Run a Set of Tasks One Time Only
Certain system commands should typically be run only one time. A common example of a run-once situation is the mysql_secure_installation command following an installation of MySQL. Specifically, resetting a root MySQL password if one exists may cause issues. This strategy utilizes the /root/ home folder to track state with a sentinel file. For example, if you store the root MySQL password at /root/.my.cnf Ansible can detect the presence of that file and only run a mysql_secure_installation routine if needed (i.e. the file doesn’t exist).
- name: Check for root MariaDB password existence
stat: path=/root/.my.cnf
register: mysql_root_password_file
- include: "mysql_secure_installation.yml"

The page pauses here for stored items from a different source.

PR #714, opened 2020-08-30
generalized deferred IO queue

dormando:
This turns extstore's deferred IO queue into a more general subsystem, allowing other features to hook into it simultaneously. Pulling this work out of another feature I've been working on. 

This finishes abstracting extstore via the storage.c interfacing, which is now the only consumer of extstore.h. Moving storage.c to be a wrapper itself should allow more experimentation or dynamic backends. Finally, this removes the compile gating around the IO queue code.

Together this removes quite a lot of ifdef's, fixes layer violations, and fixes some naming to hopefully make the code more clear.

One more change added: io_pending_t now reserves space at the end. users cast it into a more specific structure, removing the extra allocations and storage-specific fields from io_pending_t.

### DIFF
--- a/memcached.c
+++ b/memcached.c
@@ -517,6 +517,14 @@ void conn_close_idle(conn *c) {
 
 /* bring conn back from a sidethread. could have had its event base moved. */
 void conn_worker_readd(conn *c) {
+    if (c->state == conn_io_queue) {
+        c->io_queues_submitted--;
+        // If we're still waiting for other queues to return, don't re-add the
+        // connection yet.
+        if (c->io_queues_submitted != 0) {
+            return;
+        }
+    }
     c->ev_flags = EV_READ | EV_PERSIST;
     event_set(&c->event, c->sfd, c->ev_flags, event_handler, (void *)c);
     event_base_set(c->thread->base, &c->event);
@@ -530,13 +538,8 @@ void conn_worker_readd(conn *c) {
     if (c->state == conn_closing) {
         drive_machine(c);
         return;
-    }
-
-    // If we had IO objects, process
-    if (c->io_queued) {
-        c->io_queued = false;
-        // state should be conn_io_queue already, so it will know how to
-        // dequeue and finalize the async work.
+    } else if (c->state == conn_io_queue) {
+        // machine will know how to return based on secondary state.
         drive_machine(c);
     } else {
         conn_set_state(c, conn_new_cmd);
@@ -692,7 +695,7 @@ conn *conn_new(const int sfd, enum conn_states init_state,
     c->last_cmd_time = current_time; /* initialize for idle kicker */
     // wipe all queues.
     memset(c->io_queues, 0, sizeof(c->io_queues));
-    c->io_pending = 0;
+    c->io_queues_submitted = 0;
 
     c->item = 0;
 
@@ -3171,26 +3174,25 @@ static void drive_machine(conn *c) {
              * remove the connection from the worker thread and dispatch the
              * IO queue
              */
-            if (c->io_pending) {
-                assert(c->io_queued == false);
-                conn_set_state(c, conn_io_queue);
-                event_del(&c->event);
-                c->io_queued = true;
-                // TODO: write as for loop?
-                /*io_queue_t *q = c->io_queues;
-                while (q->type != IO_QUEUE_NONE) {
-                    if (q->stack_ctx != NULL) {
-                        q->submit_cb(q->ctx, q->stack_ctx);
-                    }
-                    q++;
-                }*/
+            if (c->io_queues[0].type != IO_QUEUE_NONE) {
+                assert(c->io_queues_submitted == 0);
+                bool hit = false;
+
                 for (io_queue_t *q = c->io_queues; q->type != IO_QUEUE_NONE; q++) {
-                    if (q->stack_ctx != NULL) {
+                    if (q->count != 0) {
+                        assert(q->stack_ctx != NULL);
+                        hit = true;
                         q->submit_cb(q->ctx, q->stack_ctx);
+                        c->io_queues_submitted++;
                     }
                 }
-                stop = true;
-                break;
+                if (hit) {
+                    conn_set_state(c, conn_io_queue);
+                    event_del(&c->event);
+
+                    stop = true;
+                    break;
+                }
             }
 
             switch (!IS_UDP(c->transport) ? transmit(c) : transmit_udp(c)) {
--- a/memcached.c
+++ b/memcached.c
@@ -533,16 +533,14 @@ void conn_worker_readd(conn *c) {
     }
     c->state = conn_new_cmd;
 
-#ifdef EXTSTORE
     // If we had IO objects, process
     if (c->io_queued) {
         c->io_queued = false;
         conn_set_state(c, conn_mwrite);
         drive_machine(c);
     }
-#endif
 }
-#ifdef EXTSTORE
+
 void conn_io_queue_add(conn *c, int type, void *ctx, io_queue_add_cb cb, io_queue_free_cb free_cb) {
     io_queue_t *q = c->io_queues;
     while (q->type != IO_QUEUE_NONE) {
@@ -565,7 +563,7 @@ io_queue_t *conn_io_queue_get(conn *c, int type) {
     }
     return NULL;
 }
-#endif
+
 conn *conn_new(const int sfd, enum conn_states init_state,
                 const int event_flags,
                 const int read_buffer_size, enum network_transport transport,
@@ -671,11 +669,9 @@ conn *conn_new(const int sfd, enum conn_states init_state,
     c->mset_res = false;
     c->close_after_write = false;
     c->last_cmd_time = current_time; /* initialize for idle kicker */
-#ifdef EXTSTORE
     // wipe all queues.
     memset(c->io_queues, 0, sizeof(c->io_queues));
     c->io_pending = 0;
-#endif
 
     c->item = 0;
 
@@ -751,7 +747,6 @@ void conn_release_items(conn *c) {
         c->item = 0;
     }
 
-#ifdef EXTSTORE
     io_queue_t *q = c->io_queues;
     while (q->type != IO_QUEUE_NONE) {
         if (q->head_pending) {
@@ -766,7 +761,6 @@ void conn_release_items(conn *c) {
         }
         q++;
     }
-#endif
 
     // Cull any unsent responses.
     if (c->resp_head) {
@@ -3159,7 +3153,6 @@ static void drive_machine(conn *c) {
 
         case conn_write:
         case conn_mwrite:
-#ifdef EXTSTORE
             /* have side IO's that must process before transmit() can run.
              * remove the connection from the worker thread and dispatch the
              * IO queue
@@ -3180,7 +3173,7 @@ static void drive_machine(conn *c) {
                 stop = true;
                 break;
             }
-#endif
+
             switch (!IS_UDP(c->transport) ? transmit(c) : transmit_udp(c)) {
             case TRANSMIT_COMPLETE:
                 if (c->state == conn_mwrite) {
--- a/memcached.c
+++ b/memcached.c
@@ -14,9 +14,7 @@
  *      Brad Fitzpatrick <brad@danga.com>
  */
 #include "memcached.h"
-#ifdef EXTSTORE
 #include "storage.h"
-#endif
 #include "authfile.h"
 #include "restart.h"
 #include <sys/stat.h>
@@ -102,9 +100,6 @@ static void conn_init(void);
 static bool update_event(conn *c, const int new_flags);
 static void complete_nread(conn *c);
 
-#ifdef EXTSTORE
-static void _get_extstore_cb(void *e, obj_io *io, int ret);
-#endif
 static void conn_free(conn *c);
 
 /** exported globals **/
@@ -1649,9 +1644,6 @@ void server_stats(ADD_STAT add_stats, conn *c) {
     threadlocal_stats_aggregate(&thread_stats);
     struct slab_stats slab_stats;
     slab_stats_aggregate(&thread_stats, &slab_stats);
-#ifdef EXTSTORE
-    struct extstore_stats st;
-#endif
 #ifndef WIN32
     struct rusage usage;
     getrusage(RUSAGE_SELF, &usage);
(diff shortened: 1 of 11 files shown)


dormando:
bug I spotted after reviewing my notes: since the queues can be handled by different threads c->io_pending can't be decremented from side threads (not without a lock, anyway). I left a note for this but forgot :(

have a couple options for fixing. need to think it through.

dormando:
looks like I should also add a proper state machine state for running finalizers inline, to allow callbacks to run on the main thread. need this for the main project + also allows extstore to get the callback processing off of the IO threads.

dormando:
this is slightly uglier than I would've liked but passes tests. will try to use it in my feature and bake this for a while before merging into next.

dormando:
how does this pass tests... :( recache_or_free() is getting called before sending the items back now, which will usually free them. I guess that will work but ends up being a race. Thought I had better assert's over this.

dormando:
Now that this is all written out it's clear I have an ownership issue:
 - mc_resp's are the top level object. but they do not contain io_pending's. io_pending's contain mc_resp's.
 - hard to avoid accidentally freeing mc_resp before the io_pending is handled.
 - mc_resp's are freed on connection close and inline with transmit(), post-send() call.

This was easy to avoid with just extstore as a user, since the pending IO objects were simply released during conn_clean_items(), which runs outside, after, the transmit() call or during connection close.

I want re-queueable IO's. This also means the linked list chain of pending IO's is problematic, since only some IO's may requeue. This may work better if I expand the write_and_free system for mc_resp. Re-use the write_and_free ptr as a context (io_pending) and add a function ptr for how to deal with it.

- io_pending's are tagged onto mc_resp's (thus a resp can't exist in multiple pending IO's)
- io_pending's hold a reference to their queue type object
- io_pending's get a state machine: [unsent, sent, finalized]
- c->io_pending++ for each one added.
- on conn_mwrite: loop through all resp's. for each with a pending IO in unsent state, stack IO and mark sent.
- afterward call the queue's submit function.
then we bail the loop and wait.
when the connection is readded, it gets state (conn_io_queued)
- loop all resp's again. for each sent pending IO, if a post-callback exists; call it. this may change the IO's state back from sent to unsent. or sent to finalized. if no cb, mark as finalized.
- change state to conn_mwrite
- if more IO's are pending, loop, else:
- transmit()
- in transmit_post(), resp_finish()'s are called for each completed mc_resp. call finalizers for the IO's and free the main objects. frees the resp's.
- conn_release_items also calls resp_finish(), which should finalize and release the IO objects just the same, if the connection is closed. finalizers can use the io_pending's state to know if it was unsent/sent/finalized and do appropriate cleanup.

This fixes:
- ownership is now mc_resp -> IO in all cases. mc_resp cannot be freed before the IO object. any calls to free mc_resp also frees the IO.
- since the linked list is set up just prior to submission we don't have to worry about unlinking/relinking IO objects later on a looped retry.

This sets us up for (in the future):
- being able to transmit() mc_resp's that are completed, while waiting for deferred IO's as necessary. Due to strict response ordering this will transmit up to the first deferred object.
- allowing sorting of the resp list. prior to transmit, if the connection is in a clean state (ie; all responses are re-orderable), the list can be sorted. Either just push deferred IO to the back and submit what is ready, sort by response size, or so on.

Still some complications... for extstore the io_pending's themselves don't need to be stacked at all (and only were so they could be freed later), but the sub-IO objects for the underlying extstore_submit() call itself must be stacked. This is currently done as objects are queued but could be done late instead via callbacks and contexts.

Not clear yet if this solves my other use case well enough. It's also a much bigger change than I was hoping for, so I'll see if I can punt with something simpler for now :/

dormando:
Maybe a halfway point between what I have and what the above garbage is:

- Inline chain IO objects as-is. They go into q->head_pending.
- new: reference io_pending into mc_resp.
- conn_mwrite: if (io_pending) { for each queue: q->submit_callback(stack) }
- move q->head_pending to q->head_sent
- set state to conn_io_queue
- /note/ we _never_ return to the worker thread until all IO's are processed. Else this doesn't work.
- return to worker
- walk over head_sent, call q->complete_cb(q, io_pending);
- if it wants to re-queue, inline stack into q->head_pending. c->io_pending++
- set state conn_mwrite
- **at this point**: q->head_sent is garbage. the items within should be considered (and may need to be) unchained.
- if c->io_pending, loop again. when q->head_sent gets overwritten, this is fine.
- transmit()
- resp_finish() -> if io_pending object, call its handler's finalize callback.

We no longer need to track the chain of IO objects in order to free them, they free with the resp's (and any time a resp would free or reset), and IO's can requeue since once they've been processed the order doesn't matter.

I dislike some jank here; feels like two separate systems. If I can come up with a better API for late-stacking and sticking to just walking resp's that might be better.

dormando:
trying again:

- io_queue_t gets an additional `void *stack_ctx`. remove head_pending/head_sent. remove io_pending->next
- mc_resp gets io_pending ptr (+ io_queue ptr?)
- when objects add to a queue they use stack_ctx for any batching/ordering. this can be a struct (init'ed with the queue) or just a pointer. extstore just needs a pointer.
- conn_mwrite: if (c->io_pending) { submit the stack_ctx ptr }
- state -> conn_io_queue. wait.
- conn_io_queue: tmp = q->stack_ctx; q->stack_ctx = NULL; q->complete_cb(c, q, tmp)
- IO's can stack into q->stack_ctx again.
- state -> conn_mwrite
- if io_pending -> GOTO etc.
- resp_finish(): if (resp->io_pending) { r->io->q->finalize_cb(io); free(r->io); }

no excess resp looping. adds a branch in resp_finish(). removes double linked listing.

_should_ allow for mc_resp reordering. could add a state/flag into mc_resp to know if it's "ready", which transmit_pre() can use to filter with if reordering is allowed.

dormando:
This latest attempt feels a lot better. Going back to the main project to see if it works this time...

dormando:
I was able to successfully make use of this! Will give it a further audit and then stage into next after I clear the release queue.

if anyone else wants to eyeball it that's always great too :)

dormando:
Just a note: still incomplete until a lock/atomic/restructuring around `c->io_pending` is done. I'm punting it in case of being struck by inspiration. The only function the counter serves is as a note for when to ship the connection back to the main worker thread. It's also used to check for pending IO's before shipping to side threads, but that can be replaced with something that doesn't need locking around to to avoid locks in the worker thread.

dormando:
Maybe: `final` flag in io_queue_t (though it'll cause some byte waste?). on submission, mark the last item as final. during callback handling, can check for the final flag and redispatch. No counters/atomics to check before resubmission.

dormando:
Okay. Found a new method: passes tests, doesn't use a mutex, appears to be equivalent.

dormando:
Gave it another read... aside from style/cleanliness fixups I don't see anything problematic.

Think I'll chuck this into `next` and let it bake there.

memcached.h
```diff
@@ -725,11 +751,10 @@ struct conn {
     /* data for the swallow state */
     int    sbytes;    /* how many bytes to swallow */
 
+    int io_queues_submitted; /* see notes on io_queue_t */
+    io_queue_t io_queues[3]; /* set of deferred IO queues. */
```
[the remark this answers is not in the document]
dormando: short answer: because the possible queues are extstore, proxy, and the final must be NULL.

longer answer: eventually this could be used by a DSO system hook, so at that point it would change to either a realloc as hooks get added or a linked list. Hardcoding was simplest for now.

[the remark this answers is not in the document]
pkarumanchi9: Hi @dormando  - Few questions not specfic to this change-set, but came across while reviewing -

How are we protected by parallel extstore threads writing to the same pages? 
I see the following mutex initialized, but not used anywhere in the code. 
pthread_mutex_init(&e->pages[i].mutex, NULL);

typedef struct _store_page {
    pthread_mutex_t mutex; /* Need to be held for most operations */          <<<<<<
...
} store_page;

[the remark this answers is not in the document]
dormando: that mutex is hit in a bunch of places in extstore.c, usually called like `p->mutex`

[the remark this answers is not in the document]
pkarumanchi9: Oh yes, that makes sense. Thank you.

thread.c
```diff
@@ -538,6 +536,14 @@ static void thread_libevent_process(evutil_socket_t fd, short which, void *arg)
                     }
                 } else {
                     c->thread = me;
+#ifdef EXTSTORE
+                    if (c->thread->storage) {
+                        conn_io_queue_add(c, IO_QUEUE_EXTSTORE, c->thread->storage,
+                            storage_submit_cb, storage_complete_cb, storage_finalize_cb);
+                    }
+#endif
+                    conn_io_queue_add(c, IO_QUEUE_NONE, NULL, NULL, NULL, NULL);
```
pkarumanchi9, line 545: 1. what will happen if this line is not present? Does it have any impact on non-extstore code path?  

2. When conn_new_cmd state is seen and if extstore is enabled, we take the io_queue for IO_QUEUE_EXTSTORE. And the io_queue entry will be populated by "storage_get_item()".  storage_submit_cb gets called which will assign the request to one of the extstore IO threads by calling "

From the code, I didn't notice any precedence of processing READ's over WRITE's. What If the extstore io thread's queues have lot of write requests queued up before the READ request?

memcached.c
```diff
@@ -535,17 +538,54 @@ void conn_worker_readd(conn *c) {
...
+    while (q->type != IO_QUEUE_NONE) {
+        // Reuse the same submit stack. We zero it out first so callbacks can
+        // queue new IO's if necessary.
+        if (q->stack_ctx) {
+            void *tmp = q->stack_ctx;
+            q->stack_ctx = NULL;
+            q->complete_cb(q->ctx, tmp);
+        }
+        q++;
     }
```
pkarumanchi9, line 588: should we call memset on the queue we processed after calling the complete_cb.

pkarumanchi9: I think I see it now..
since the same queue structure is used for all extstore specific code for the life of the connection, this doesn't need to be zeroed out and it will be reused. That makes sense. That's why stack_ctx is set to null to make it usable for the next IO to be submitted.

thread.c
dormando: 1. IO_QUEUE_NONE? I think it's just a formality here; the last one should always be the NULL object so other code that looks at queues can be safely generalized rather than having to also look at a global queue count somewhere.
2. WRITE's within extstore are batched, and not actually submitted at all through the deferred IO queue process. That's all in storage.c's background thread.

Extstore throttles actual IO write calls such that only one buffer can be pending to disk at a time. (per bucket type, I think?). So the writeback thread bounces and retries if it tries to flush objects while a write is pending. Normally writes just write to the memory buffer so they don't interact with the IO system at all.

memcached.c
dormando: Yes the queues are "global" (per worker thread) structures.

thread.c
dormando: might be handy to keep this open as a reference: https://github.com/memcached/memcached/wiki/Extstore#technical-breakdown

pkarumanchi9: Thanks for the pointers. That's very helpful.

2. WRITE's within extstore are batched, and not actually submitted at all through the deferred IO queue process. That's all in storage.c's background thread.

I see that the deferred queue is only used by the READ code. My question is around processing of the read/write requests(OBJ_IO_READ/OBJ_IO_WRITE) by the extstore io thread itself -  "extstore_io_thread". The queue I was referring to is store_io_thread's obj_io queue and not the deferred queue. 

My original question was around processing of the obj_io queue. Shouldn't we be giving READ's higher preference than the WRITE's? Or Is this not a concern at all?

memcached.c
pkarumanchi9: Thank you. Did you mean to say per worker thread or per connection structures?

thread.c
dormando: No it hasn't been a problem anywhere I've seen. The entire design constricts the number of OBJ_IO_WRITE's that can be in flight at a time to 1-2, and self-throttles so they can't queue on top of each other. So delaying writes doesn't do much besides increase the risk of running out of RAM since it would slow down writes. Between each OBJ_IO_WRITE all OBJ_IO_READ's will complete, and due to the # of IO threads other reads will still process regardless. I was going to dedicate write threads initially but it didn't seem to affect the benchmarks.

The big trick with the way extstore does writes is that typical NAND drives have a large amount of writeback cache on the device itself (and the filesystem cache; the OS will buffer writes). Since writes are constrained so specifically (depth of 1, batched, linear space, etc) the the writes queue through almost instantly to the device and it doesn't end up interfering with reads at all. If you split up the writes more the device gets busier and things go more sideways.

The bigger problem is pressure on the buffered IO subsystem, which is caused more by the reads than writes (ie; a read can block on a write to free memory). the O_DIRECT changes would help there.

dormando: To be completely specific; if you drill down really hard you will see the impact of a write, but that's not going to go away if you change the flush model. Extstore also tries to increase the amount of _time_ between writes; when a buffer is being written out, it does not buffer more writes. So once a write is complete it needs to do work for some time before submitting the next one. This gives the OS/device some time to clear out their writeback buffers.

memcached.c
dormando: I guess the callbacks are global but each connection gets a queue. All the funcs are labelled `conn_io_etc` where appropriate. ie; independent connections will all have the same queue types with the same callback funcs, but individual stack pointers for each connection.

thread.c
pkarumanchi9: Thanks for the explanation. This addresses the questions I had.

memcached.c
pkarumanchi9: Thanks, that makes sense.

storage.c
```diff
@@ -15,7 +16,453 @@
...
+    }
+
+    // We can't bail out anymore, so mc_resp owns the IO from here.
+    resp->io_pending = (io_pending_t *)p;
+
+    eio->buf = (void *)new_it;
+    p->c = c;
+
+    // We need to stack the sub-struct IO's together for submission.
+    eio->next = q->stack_ctx;
```
pkarumanchi9, line 333: can you help me understand these two lines 333-334?
Can we ever have q->stack_ctx having a value other than NULL?

pkarumanchi9: Here is my understanding -
for a given connection, if multiple read requests arrive at the same time before we could complete the request, we keep on adding the previous q->stack_ctx to eio->next and then update the q->stack_ctx to eio.

The extstore subsystem will handle all the IO's pointed to by _obj_io and the stack_ctx always points to the head of this list. Is this correct? 

How are we protected in the event that this _obj_io is being handled by the extstore subsystem and _obj_io is not meddled with?

dormando: not sure I understand the question but I'll detail the ownership process:
- a network read fills an input buffer
- commands are read out of the input buffer. requests are stacked into `q->stack_ctx`
- if end of buffer or max reqs per yied hit, switch to send result data
- if queue has stack, submit stack to extstore
- client connection processing suspends
- extstore works through all submitted obj_io's from that connection. Once the queue hits 0, the connection is signaled to resume
- worker thread resumes client connection, processes the result callbacks for each obj_io that was submitted.
- etc

So the ownership of the _whole_ queue passes between worker thread and extstore IO threads. There shouldn't be any time when both are able to access them.

pkarumanchi9: I think I found the answer to my question - client requests will not be accepted on that connection until we call redispatch_conn. So we are guaranteed not to have _obj_io getting modified while being processed by the extstore_io_thread.

dormando: Yes. That's what I said in my detail here too. This happens either during an ascii multiget (get key key key), or any time a client submits multiple requests at once (can be unrelated gets/metagets). Rest of the time it doesn't/can't batch.

There's a complication that I added to make proxy work, in that code running on a deferred queue can add new deferred IO's to its stack. IE: in proxy's case a request needs to be able to queue up a retry while it's technically running in a callback already. That's why there are two levels of callbacks (pre and post cleanup). Might be a bit hard to follow.

pkarumanchi9: Yes, the details you posted above make it much clearer to follow. (I guess you beat me to it in responding sooner :) ). I've a much better understanding of the deferred IO queue subsystem and the extstore code paths now.  Thank you!

I will have start reviewing the proxy PR now  - https://github.com/memcached/memcached/pull/716. 
I am sure I will understand the complication you mentioned above once I start reading the code.

dormando: ok, cool! Keep in mind proxy is under a lot of work at the moment :) I also frequently rebase/squash/etc the branch.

when: mysql_root_password_file.stat.exists != True
and the include:
---
# mysql_secure_installation.yml
#
# Adapted from
# https://github.com/PCextreme/ansible-role-mariadb/blob/master/tasks/mysql_secure_installation.yml
#
# Note: This task generates a random root password if you don't provide a preferred password
- name: Generate a new mysql root password
set_fact: vault_mysql_root_password="{{ lookup('pipe', 'openssl rand -base64 12') }}"

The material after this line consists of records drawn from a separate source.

PR #719, opened 2020-09-14
wrong condition check when return item to cache

bitground:
When returning item to the cache and the items allocated exceeded cache->limit, we should free the item and not put it to the cache.

The current code will free any item that tried returned to the cache when cache->total < cache->limit which is true in most cases.

### DIFF
--- a/cache.c
+++ b/cache.c
@@ -142,7 +142,7 @@ void do_cache_free(cache_t *cache, void *ptr) {
     }
     ptr = pre;
 #endif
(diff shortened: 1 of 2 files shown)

when: vault_mysql_root_password is undefined
- name: Set root Password
mysql_user:
name: "root"
host: "{{ item }}"
password: "{{ vault_mysql_root_password }}"
state: "present"
with_items:
- 127.0.0.1
- ::1
- localhost
- name: Add root .my.cnf
template: src=root.my.cnf.j2 dest=/root/.my.cnf mode=0600
- name: Reload privilege tables
command: 'mysql -ne "{{ item }}"'
with_items:
- FLUSH PRIVILEGES
changed_when: False
- name: Remove anonymous users
command: 'mysql -ne "{{ item }}"'
with_items:
- DELETE FROM mysql.user WHERE User=''
changed_when: False
- name: Disallow root login remotely
command: 'mysql -ne "{{ item }}"'
with_items:
- DELETE FROM mysql.user WHERE User='root' AND Host NOT IN ('localhost', '127.0.0.1', '::1')
changed_when: False
- name: Remove test database and access to it
command: 'mysql -ne "{{ item }}"'
with_items:
- DROP DATABASE test
- DELETE FROM mysql.db WHERE Db='test' OR Db='test\\_%'
changed_when: False
ignore_errors: True
- name: Reload privilege tables
command: 'mysql -ne "{{ item }}"'
with_items:
- FLUSH PRIVILEGES
changed_when: False
Run Command Only When Files Change
Sometimes you need to run a command only after new content arrives. A common Ansible strategy is to copy the files to the remote host and register a fact when the files changed.

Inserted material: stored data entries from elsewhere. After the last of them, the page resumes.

PR #720, opened 2020-09-17
Improve opening of authentication file

TomasKorbar:
Hi,
Static code analysers have been complaining about this for a
while, so i decided to improve this code a little. I realize that
there is a little danger in this particular usecase but i think
that the way i updated the code is just safer.

```
memcached-1.6.7/authfile.c:36: fs_check_call: Calling function "stat" to perform check on "file".
memcached-1.6.7/authfile.c:46: toctou: Calling function "fopen" that uses "file" after a check function. This can cause a time-of-check, time-of-use race condition.
#   34|       auth_t auth_entries[MAX_ENTRIES];
#   35|   
#   36|->     if (stat(file, &sb) == -1) {
#   37|           return AUTHFILE_MISSING;
#   38|       }
```

### DIFF
--- a/authfile.c
+++ b/authfile.c
@@ -33,22 +33,15 @@ enum authfile_ret authfile_load(const char *file) {
     char *auth_data = NULL;
     auth_t auth_entries[MAX_ENTRIES];
 
-    if (stat(file, &sb) == -1) {
-        return AUTHFILE_MISSING;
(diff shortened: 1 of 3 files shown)


dormando:
Thanks!

dormando:
out in 1.6.8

- name: Install InCommon CA certs
copy: content="{{ incommon_ca_certs }}" dest=/etc/pki/ca-trust/source/anchors/incommon-sha2.pem
register: installed_new_ca_cert
- name: Update CA trusted cert bundle
command: update-ca-trust
when: installed_new_ca_cert.changed
The example above references the CentOS7 command update-ca-trust used to rebuild a cache of trusted CA certificates. It only needs to run when new CA certificate files arrive, not on every Ansible run.
Turn Folders Into Symlinks
It is possible to use Ansible to manipulate filesystems in this manner, but you might want to question why you need to change folders into symlinks in the first place. For me, it was a requirement of a web application which shipped with a folder where developers were to place custom code. We opted to place a symlink to a git repository located elsewhere in another code repo.
- name: Find folders to replace with symlinks
stat: path={{ item }}
register: folder_state
with_items:
- "{{ project_repo_dir }}/lib/local"
- name: Remove folders to replace with symlinks
file: path={{ item.stat.path }} state=absent
with_items: "{{ folder_state.results }}"
when: item.stat.isdir is defined and item.stat.isdir
- name: Create new symlinks
file: src={{ item.src }} dest={{ item.dest }} state="link"
with_items:
- { src: "/path/to/my_local_code", dest: "{{ project_repo_dir }}/lib/local" }
The tasks above apply if any folders need to be converted to symlinks. Otherwise, they’re skipped in subsequent playbook runs.